The Nazis viewed modern art as “degenerate” and therefore confiscated whatever pieces of art they found to be “degenerate,” but that didn’t stop them from profiting off those pieces of art.

While the Nazi party refused to display artwork it did not approve of in German museums, they saw nothing wrong with selling the artwork to foreign buyers, which is how many pieces of art confiscated by the Nazis came to be displayed in American museums. That puts those museums in a morally uncomfortable position.

While the Nazis claim they “confiscated” works of art from its citizens, the truth is that they stole the artwork and used the proceeds from selling it to fund a fascist regime that killed millions of people.

In general, American museums recognize that artworks “confiscated” by Nazis are stolen, and that the Nazis had no legal right to sell them. As a result, American museums have returned many pieces of stolen artwork to the heirs of their original owners or creators, but the Philadelphia Museum of Art is still hanging on to “Composition with Blue” by Piet Mondrian, which was “confiscated” by the Nazis and sold to an American during WWII.

Mondrian had given the painting to Sophie Küppers, a German art historian and dealer, shortly after he completed it in 1926. The next year, Küppers moved to the Soviet Union, leaving the painting in Hanover at the Provinzialmuseum. After the Nazis came to power, they “confiscated” the painting, whereupon it was given to Karl Buchholz to sell to a foreign buyer.

Buchholz had a business partner, Curt Valentin, who was based in New York, so Buchholz sent the painting to Valentin to be sold in the United States.
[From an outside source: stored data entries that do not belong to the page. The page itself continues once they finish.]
PR #155, opened 2014-05-01
Makes EVE API key access and usage more readable.

Acidity:
No longer requires the use of bitwise operators in areas other than the key subdirectory, adds functions to check whether a certain mask supports any of the various eve api functions, and more!

### DIFF
--- a/brave/core/character/model.py
+++ b/brave/core/character/model.py
@@ -204,7 +204,7 @@ class EVECharacter(EVEEntity):
         lowest = None
         lowest_count = None
         for candidate in candidates:
-            bc = bin(candidate.mask).count('1')
+            bc = candidate.mask.number_of_functions()
             if lowest_count is None or bc < lowest_count:
                 lowest, lowest_count = candidate, bc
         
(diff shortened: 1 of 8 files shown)


Acidity:
Still want to double check that I hit all of the places that this affects before merging.

jboning:
https://github.com/bravecollective/core/blob/develop/brave/core/character/model.py#L199
https://github.com/bravecollective/core/blob/develop/brave/core/util/signal.py#L54

brave/core/character/model.py
```diff
@@ -199,7 +199,7 @@ def titlesort(i):
     def credential_for(self, mask):
         """Return the least-permissive API key that can satisfy the given mask."""
         
-        candidates = [i for i in self.credentials if not mask or not i.mask or i.mask & mask == mask]
+        candidates = [i for i in self.credentials if not mask or not i.mask or i.mask.has_access(mask)]
```
jboning, line 202: Below, `bin(candidate.mask).count('1')` is still going to break

jboning:
https://github.com/bravecollective/core/blob/develop/brave/core/group/acl.py#L191 one more I think. sorry for not catching it the first time around :(

brave/core/key/controller.py
```diff
@@ -102,7 +102,6 @@ def post(self, **kw):
         
         try:
             record.save()
-            record.pull()
```
jboning, line 105: looking again, I think maybe we do want to have this here. The pull triggered by the save will be asynchronous, so we won't necessarily have the character list ready to return to the web interface.

PR #157, opened 2014-05-02
Allows core admins to modify anyone's apps.

Acidity:
Allows core administrators to control which applications are allowed to show up in their application list, as well as modifying attributes of applications whose original owner may have left.


jboning:
It's super confusing that these classes are called OwnApplicationList and OwnApplicationInterface. I can't tell if the plan was to have a separate admin interface for applications?

As an admin it would be useful to see more things on the main table, like who created the app and the app's url.

Acidity:
Known (minor) bug: Admins that delete an application that is theirs will only have the row they clicked delete on disappear AJAXily. Refreshing resolves.

PR #159, opened 2014-05-02
Adds a check to ensure that the key being used to pull the character data...

Acidity:
...has a sufficient key mask.


jboning:
`info` starts with data from an APIKeyInfo call, so even a 0-permission key will pull basic things like character name, alliance, corporation (this is what the old pull_minimal() function did).

Acidity:
Deprecated by PR #163.

PR #160, opened 2014-05-02
Resolves some issues involved with deleting characters.

Acidity:


brave/core/character/model.py
```diff
@@ -209,3 +209,15 @@ def credential_for(self, mask):
                 lowest, lowest_count = candidate, bc
         
         return lowest
+        
+    def delete(self):
+        #If this character is the primary character for the account, wipe that field for the user
+        if self == self.owner.primary:
+            self.owner.primary = None
```
jboning, line 216: you'll need to actually save the change :)

PR #164, opened 2014-05-04
Feature/fix duplicate characters

Acidity:
Replaces #144.

### DIFF
--- a/brave/core/account/model.py
+++ b/brave/core/account/model.py
@@ -97,7 +97,6 @@ class User(Document):
         """Consumes other and takes its children."""
         
         other.credentials.update(set__owner=self)
-        other.credentials.update(set__violation="False")
         other.characters.update(set__owner=self)
         
         LoginHistory.objects(user=other).update(set__user=self)
--- a/brave/core/account/model.py
+++ b/brave/core/account/model.py
@@ -97,6 +97,7 @@ class User(Document):
         """Consumes other and takes its children."""
         
         other.credentials.update(set__owner=self)
+        other.credentials.update(set__violation="False")
         other.characters.update(set__owner=self)
         
         LoginHistory.objects(user=other).update(set__user=self)
--- a/brave/core/key/controller.py
+++ b/brave/core/key/controller.py
@@ -103,12 +103,12 @@ class KeyList(HTTPMethod):
         
         try:
             record.save()
-            characters = []
-            for character in record.characters:
-                characters.append(dict(identifier = character.identifier, name = character.name))
-
             #Necessary to guarantee that the pull finished before returning.
             record.pull()
+            characters = []
+            for character in record.characters:
+                characters.append(dict(identifier = character.identifier, name = character.name)
+            
 
             if request.is_xhr:
                 return 'json:', dict(
--- a/brave/core/key/controller.py
+++ b/brave/core/key/controller.py
@@ -107,7 +107,7 @@ class KeyList(HTTPMethod):
             record.pull()
             characters = []
             for character in record.characters:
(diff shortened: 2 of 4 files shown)


brave/core/account/model.py
```diff
@@ -97,6 +97,7 @@ def merge(self, other):
         """Consumes other and takes its children."""
         
         other.credentials.update(set__owner=self)
+        other.credentials.update(set__violation="False")
```
jboning: Here's a crazy scenario: user1 has a single-character key for Character One; user2 has a single-character key for Character Two; user3 has a full-account key covering both Character One and Character Two (and since this key has duplicate character, this key gets violation=True). Merging user2 and user3 shouldn't automatically unset the violation on the key, since there's still a conflict with user1.

We may also potentially want to clear violations on the first user's credentials (if the keys were added in the opposite order).

brave/core/key/controller.py
```diff
@@ -122,6 +128,11 @@ def post(self, **kw):
                         success = False,
                         message = _("Validation error: one or more fields are incorrect or missing."),
                     )
+        except NotUniqueError:
```
jboning, line 130: This is redundant with the check on line 101

brave/core/key/model.py
```diff
@@ -35,6 +36,7 @@ class EVECredential(Document):
     verified = BooleanField(db_field='v', default=False)
     expires = DateTimeField(db_field='e')
     owner = ReferenceField('User', db_field='o', reverse_delete_rule='CASCADE')
+    violation = StringField(db_field='s')
```
jboning, line 44: A comment here would be helpful. violation isn't as obvious as most of the other fields, an explanation of how it's used and possible values would be helpful for future maintenance.

brave/core/key/model.py
```diff
@@ -158,13 +167,19 @@ def pull(self):
...
             if 'corporationName' not in char:
                 log.error("corporationName missing for key %d", self.key)
                 continue
             
-            self.pull_character(char)
+            if not self.pull_character(char):
+                allCharsOK = False
         
+        if allCharsOK and self.violation == "Character":
+            self.violation = "False"
```
jboning: Weird. Can we use None to mean this instead? (or "")

brave/core/key/template/list.html
```diff
@@ -62,11 +62,20 @@
                         }
                         $.post('/key/', $('#modal form').serialize(), function(data)
                         {
+                            violationText = "";
+                            if(data.violation == "Character") {
+                                violationText = "<font color=\"red\">Character Security Violation.</font>";
+                            } else {
+                                violationText = "<font color=\"green\">The BIA is always watching...</font>";
+                            }
                             $(
```
jboning, line 71: I don't like this code very much. Probably should be cleaned up separately though.

Acidity:
Also, I don't know how making a field unique works for existing collections, it may cause problems if the database has 2 entries with the same keyid when this PR is deployed.

jboning:
ohgod, yeah, I don't know what happens when you add an index to the schema later. ???? research time I guess. (But you're right that the first check makes that safe, so maybe not to worry.)

Acidity:
I'd say that just to be safe, we should recommend a database check to verify that there are no entries in the Credentials collection that are duplicates.

brave/core/key/controller.py
```diff
@@ -106,6 +107,9 @@ def post(self, **kw):
             for character in record.characters:
                 characters.append(dict(identifier = character.identifier, name = character.name))
 
+            #Necessary to guarantee that the pull finished before returning.
+            record.pull()
```
jboning: This should be moved up to right below record.save(), so the character list is accurate

PR #165, opened 2014-05-04
Fix key mask

Acidity:
Fixes a minor bug with the return of key masks.


Acidity:
Whoops, this branch is above develop. Closing.

PR #1678, opened 2017-12-22
[my_unzip] add exception

theGreatWhiteShark:
Whenever R is compiled with no 'unzip' package installed in the underlying operation system, the getOption( 'unzip' ) variable is set to an empty string. (At least for R-3.4.0 on a vanilla Ubuntu16.04

Since the empty string doesn't trigger the if clause and its usage of the R interal utils::unzip function, I added another exception.

### DIFF
--- a/NEWS.md
+++ b/NEWS.md
@@ -59,6 +59,8 @@
 * In order to not run test helpers in `document()`, the `helpers` argument of
   `load_all()` is set to `FALSE` (@nbenn, #1669)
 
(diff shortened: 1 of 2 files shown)


jimhester:
Thanks! This is fine, you just need to use the non-vectorized `||` function.

Make that change and add a note to NEWS.md mentioning this change, the PR number and your GitHub handle and I can merge this.

theGreatWhiteShark:
Alright, done.

jimhester:
Thanks!

PR #1712, opened 2018-02-20
Fix build_win() alias to check_win()

lionel-:
Also the convention in the tidyverse is to soft-deprecate before deprecating for at least one minor release cycle (i.e. middle number). Should we follow the same convention in r-lib? cc @hadley


hadley:
We're a little more aggressive in devtools because people should only be using these functions interactively; we don't need to care so much about breaking CRAN revdeps.

lionel-:
This is breaking ESS but I understand if you don't care about it ;)

jimhester:
Thanks!

PR #1713, opened 2018-02-20
Add an error_on argument to check and check_built

jimhester:
Fixes https://github.com/rstudio/rstudio/issues/2235

### DIFF
--- a/R/check.r
+++ b/R/check.r
@@ -65,7 +65,9 @@ check <- function(pkg = ".",
                   env_vars = NULL,
                   quiet = FALSE,
                   check_dir = tempdir(),
-                  cleanup = TRUE) {
+                  cleanup = TRUE,
+                  error_on = c("never", "error", "warning", "note")) {
+
   pkg <- as.package(pkg)
   withr::local_options(list(warn = 1))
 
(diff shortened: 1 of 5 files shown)


jimhester:
@jennybc since you were the original impetus for this saga I feel like it is only right I have you review this ;)

R/check.r
```diff
@@ -77,6 +79,11 @@ check <- function(pkg = ".",
     warning("`cleanup` is deprecated", call. = FALSE)
   }
 
+  if (missing(error_on) && !interactive()) {
```
jennybc: I am glad to pick up this pattern: how to reveal default args in signature and use `match.arg()`, while not necessarily defaulting to the first element.

jimhester:
Gah, git failure, thanks Jenny

R/check.r
jimhester: FWIW I generally think you _should_ default to the first argument, just because that is the normal convention. In this particular case I wanted to have different default behavior when run non-interactively, so needed to do this.

Maybe I should have used `error_on = NULL` so could have had the logic only in one place rather than two, I am not sure...

gaborcsardi: yeah, think about the kittens before you use `missing()` :)

jennybc: The exact thing just came up in usethis re: incrementing versions. It make sense to have "major", "minor", "patch", "dev", in that order. But in the absence of explicit info ... you probably don't want to increment the major version (in fact, we don't increment at all in that case). Also, I like revealing the possible values in the signature vs. documentation.

jimhester:
Thanks for the reviews!

PR #1719, opened 2018-02-24
Adjust to git2r's S4 --> S3 transition

jennybc:
WIP, more to start this conversation

git2r is transitioning from S4 to S3 and I discovered these problems with dev devtools and dev git2r

@stewid do you have any thoughts about packages that were using `@` to access slots in the S4 objects, now that you're returning S3 objects?

### DIFF
--- a/R/git.R
+++ b/R/git.R
@@ -4,13 +4,13 @@ uses_git <- function(path = ".") {
 
 # sha of most recent commit
 git_repo_sha1 <- function(r) {
-  rev <- git2r::head(r)
+  rev <- utils::head(r)
   if (is.null(rev)) {
     return(NULL)
   }
 
   if (git2r::is_commit(rev)) {
-    rev@sha
+    as.data.frame(rev)$sha
   } else {
     git2r::branch_target(rev)
   }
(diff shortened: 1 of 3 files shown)


stewid:
Maybe the transition of S4->S3 in git2r on CRAN should be a three-step process.  i) identify all slots that are used directly in packages and add an accessor function for each of them, for example, `sha`. ii) release a new S4 version of git2r on CRAN with those accessor functions. iii) About a month later, release the new S3 version of git2r.

hadley:
@stewid it's not clear to me that actually makes life substantially easier for developers. You'd still need a `packageVersion("git2r")` switch if you wanted to maintain backward compatibility.

stewid:
@hadley thanks for the advice. I have found six reverse dependency packages on CRAN using `@` mostly `@sha`. Maybe it's better to synchronize an update on CRAN. I'm not sure when I'm ready with a release candidate.  At the moment git2r does not build on CRAN because of library dependencies on github e.g. libssh2

hadley:
If it's only six, I wouldn't bother with multiple releases - just give authors a month's notice before you submit to CRAN.

jimhester:
I ended up finishing this with https://github.com/r-lib/devtools/commit/21fe55a912ca4eaa49ef5b7d891ff3e2aae7a370, which GitHub did not pickup as merging this PR, so will close this.

Thank you for getting it started @jennybc, it made it pretty easy to finish off!

PR #1732, opened 2018-03-14
Require git2r >= 0.21.0.9002.

jdblischak:
The current version with the S3 methods is [0.21.0.9002](https://github.com/ropensci/git2r/blob/d17df22adeba0340d9d198b03809c571765df6d2/DESCRIPTION#L7).

This is a tiny PR, so I don't think this requires any mention in the NEWS. Please let me know if you feel otherwise.

### DIFF
--- a/DESCRIPTION
+++ b/DESCRIPTION
@@ -19,7 +19,7 @@ Imports:
     callr,
     cli,
     digest,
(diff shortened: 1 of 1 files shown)


jimhester:
Whoops, typo on my part, thanks!

PR #1737, opened 2018-03-20
Prohibit winbuilder urls in cran-comments

HughParsonage:
Since R CMD check doesn't check `cran-comments.md`, but links to the win-builder logs are not permitted in a submission, their presence should be accompanied by a warning in `release()`. 

(Not sure how common this issue is, but I did get pinged by Uwe for this -- then almost made the same mistake next time.)

The R 3.2 error is I believe unrelated to this PR.

### DIFF
--- a/NEWS.md
+++ b/NEWS.md
@@ -1,5 +1,8 @@
 # devtools 1.13.3.9000
 
+* `check()` now emits a warning if `cran-comments.md` contains a link to
+  ephemeral `win-builder` results (@hughparsonage)
+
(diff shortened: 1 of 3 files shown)


jimhester:
Thank you for the pull request! However this seems a too specific issue to include in the general devtools checks. Maybe as an alternative you could add it to the `release_questions()` function in your package, to remind you to avoid them in cran-comments? See `?release` for details

> You can add arbitrary extra questions by defining an (un-exported)
     function called ‘release_questions()’ that returns a character
     vector of additional questions to ask.

PR #1745, opened 2018-03-28
Add manual = FALSE arg to check_win_xxx()

### LINKED ISSUE #1720: check_win_xxx() need manual = FALSE arg
to pass on to `build()` for DBI. Should this be fixed here or elsewhere?

krlmlr:
Closes #1720.

I have no idea why `check_win()` is exported in `NAMESPACE` but has no `\usage{}`. This is likely to trigger `R CMD check` errors.

I'm regularly using `check_win()`, would be great if it was exported but I'd resort to `:::` if it wasn't ;-)

### DIFF
--- a/R/check-win.r
+++ b/R/check-win.r
@@ -11,6 +11,8 @@
 #'   \code{\link{as.package}} for more information
 #' @param args Any additional arguments to pass to \code{\link[pkgbuild]{build}}
 #' @param quiet If \code{TRUE}, suppresses output.
+#' @param manual If \code{TRUE}, build manual. Required e.g. for dynamic
+#'   documentation using \code{\\}\code{Sexpr{}}.
 #' @export
 #' @family build functions
 #' @name check_win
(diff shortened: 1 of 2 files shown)


jimhester:
Because the `check_win_()` functions are being documented with name of `check_win`. Looks like a roxygen bug really, but I will probably just change the name of the Rd file.

Also the intent is not to export `check_win()`, just use the exported alternatives instead.

krlmlr:
Then it's `:::`. I can take care of it in this PR if you want.

jimhester:
I ended up doing this differently and just passed `...` to `pkgbuild::build()` so you can set whatever arguments you need.

Also the real reason that `check_win()` was being exported was there was a extraneous `#' @export`, https://github.com/r-lib/devtools/blob/7947bf6e620b4f3252191fade38d15910835e382/R/check-win.r#L14

krlmlr:
Thanks!

krlmlr:
The `...` is a much better solution indeed. Can we please have the same for `submit_cran()`? I need to submit with `compile_attributes = FALSE` because I need to stay out of sync with Rcpp's opinion for compatibility reasons (https://github.com/krlmlr/bindrcpp/commit/dc4c6f12c8e5eab4d5d550e9bbed8d3cf0c5f346).

Issue #1755, opened 2018-04-05
test_file helper


hadley:
It would be very useful to have a function that helps you test a single file, allowing you to iterate more rapidly when working on a single a file. The function should take a file path as an argument - it should be a path to a file in `R/` or `tests/testthat`. If omitted, it should default to using the RStudio active file.

It will need to:

* Save all open files
* Re-load the code
* Execute the single test file

Ideally it would be paired with a `test_coverage()` helper.

PR #1757, opened 2018-04-06
Add test_file function

jimhester:
This allows you to have tight iteration when editing a single R or test
file (#1755)


jimhester:
This basically just wraps `test()` and generates the `filter` argument to match the test / source file. Seems to work well and I didn't want to duplicate the package setup code in `test()`.

jimhester:
It also re-uses some logic from `usethis:::find_test_name()`.

jimhester:
Thanks! This is pretty nice actually, not sure why we didn't do this earlier :)

PR #1758, opened 2018-04-06
Add test_coverage_file to run covr::report on the currently active file

### LINKED ISSUE #1755: test_file helper

jimhester:
Fixes #1755 

This works pretty well, the only downside is you need to click through the first table even if there is only one file which is slightly cumbersome. The upside is if you pass more than one file it works nicely.

Fixing this would require some changes in covr.


jimhester:
Sounds good, did so https://github.com/r-lib/covr/issues/308

PR #1779, opened 2018-05-14
add pkgdown site

jayhesselberth:
roughly organize topics

activate `/docs` directory in settings and add URL to front github front page.

Preview here: https://xenodochial-davinci-070ddb.netlify.com/


jimhester:
Thanks, this is great!

PR #594, opened 2021-03-03
Use already available primary key values in device state-patch

Page-:
Change-type: patch


Page-:
@balena-ci I self-certify!

PR #595, opened 2021-03-03
Optimize state-patch upserts to use only a single get

Page-:


Page-:
@balena-ci I self-certify!

PR #597, opened 2021-03-05
Update pinejs to pick up rule optimizations for deletes

Page-:
Update pinejs from 14.18.3 to 14.19.0

Change-type: patch


Page-:
@balena-ci I self-certify!

PR #598, opened 2021-03-05
Ensure service installs exist at the point of pinning an application

Page-:
This avoids issues where you pin an application to a release for which
some devices are missing service installs. It also allows simplifying
the "should track latest release" implementation as it no longer needs
to care about creating service installs itself

Change-type: patch

### DIFF
--- a/src/features/ci-cd/hooks/service-installs.ts
+++ b/src/features/ci-cd/hooks/service-installs.ts
@@ -91,13 +91,14 @@ hooks.addPureHook('PATCH', 'resin', 'application', {
 			request.values.should_be_running__release != null &&
 			affectedIds.length !== 0
 		) {
-			// Ensure that every device of the app we've just pinned to a release has the necessary service install entries
+			// Ensure that every device of the app we've just pinned, that is not itself pinned, has the necessary service install entries
 			const devices = (await api.get({
 				resource: 'device',
 				options: {
 					$select: 'id',
 					$filter: {
 						belongs_to__application: { $in: affectedIds },
+						should_be_running__release: null,
 					},
 				},
 			})) as Array<Pick<Device, 'id'>>;
--- a/src/features/ci-cd/hooks/service-installs.ts
+++ b/src/features/ci-cd/hooks/service-installs.ts
@@ -1,6 +1,7 @@
 import * as _ from 'lodash';
 import { sbvrUtils, hooks, permissions } from '@balena/pinejs';
 import type { Filter } from 'pinejs-client-core';
+import type { Device } from '../../../balena-model';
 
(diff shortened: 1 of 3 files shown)


thgreasi (approved):
:+1: 
Seems that we were trying to combine those two steps in one w/o reason.
This single responsibility approach seems way cleaner & easier to reason.

src/features/ci-cd/hooks/service-installs.ts
```diff
@@ -1,6 +1,7 @@
 import * as _ from 'lodash';
 import { sbvrUtils, hooks, permissions } from '@balena/pinejs';
 import type { Filter } from 'pinejs-client-core';
+import { Device } from '../../../balena-model';
```
thgreasi, line 4: NIT:
```suggestion
import type { Device } from '../../../balena-model';
```

src/features/ci-cd/hooks/service-installs.ts
```diff
@@ -170,3 +171,33 @@ hooks.addPureHook('PATCH', 'resin', 'device', {
 		}
 	},
 });
+
+hooks.addPureHook('PATCH', 'resin', 'application', {
```
thgreasi, line 175: NIT: personally I would prefer to see this hook above the device hooks, following the model in a top-down way

src/features/ci-cd/hooks/service-installs.ts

Valentin sold it to an art collector named Albert E. Gallatin.

There is no evidence that Gallatin knew who had owned the painting before it was stolen by the Nazis, instead he appears to have thought it was owned by the Hanover museum. When U.S. art collectors were criticized for buying stolen artwork from the Nazis, Gallatin suggested such pieces of art should be returned to their original owners if the Nazis were ever removed from power.

Mondrian himself left Paris in 1938 before WWII started and ended up in New York City. He wrote to Gallatin at the end of 1939, telling him he was pleased with where his painting had ended up.

Upon his death, Mondrian’s will gave his whole estate to his friend, Harry Holtzman, another artist.

Holtzman’s three children are now suing the Philadelphia Museum of Art to return the painting to them as the painting’s legal owners. They claim that Mondrian never ceded the title for the painting to anyone else, and therefore it should legally have transferred to Holtzman’s possession along with the rest of Mondrian’s estate.

Timothy Rub, the CEO and director of the Philadelphia Museum of Art, has returned other artifacts lost during WWII to museums in Germany, Dresden, and the Czech Republic, but he’s questioning the validity of this claim. He points to Mondrian’s letter to Gallatin as evidence that Mondrian ceded ownership of the artwork.

Holtzman’s heirs claim Mondrian might not have realized he still had a legal right to the painting after the Nazis “confiscated” it. They also point out that the Nazis’s own laws prohibited taking possessions from individuals who were not German citizens, which means Buchholz and Valentin had no legal right to sell the painting.